Let me add, I do yoga at a heated studio. Nothing against non-heated yoga, it is strictly preference.

Side note: one thing I love about yoga is how it is all about kindness and gratitude, so all forms are accepted.


Three noticeably different things happened to me once I stopped practicing yoga:

1. I continued to workout outside of yoga. Cardio and light lifting, stuff I was doing before as well. Then, after a few weeks, my muscles started to feel funky. My shoulder was acting up and I pinched a nerve in my groin. Physically, I was hurt and couldn't do the activity I wanted to be doing. I realized the significantly lower amount of stretching I was doing since I stopped yoga, had started to take a toll on my body.

My physical therapist did some rehab, but nothing helped more than the pigeon poise. I knew I needed the deep stretching that yoga can accomplish.

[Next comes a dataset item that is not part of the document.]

PR #282, opened 2026-08-07
fix(ui): translate form-card actions and replace window.confirm with ConfirmModal

perrozzi:
## Summary

Second and final part of **U12**, in one PR.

2. This is the obvious difference. My skin will forever feel its best right after I get out of a hot yoga class. The feeling of release is the reason to do it in the first place. For some reason, on the days I visit yoga, I walk a little lighter on my feet. Here is where I suggest you try it.

3. Lastly, I was a lot more tense without yoga. By tense I don't mean in my muscles, I mean I was feeling emotionally anxious and overwhelmed. At first I blamed it on the move away from home and figured it would go away as I got adjusted, but I was wrong. The deep breathing and meditation in yoga is healing. Without it, I felt like I was going through some type of withdrawal.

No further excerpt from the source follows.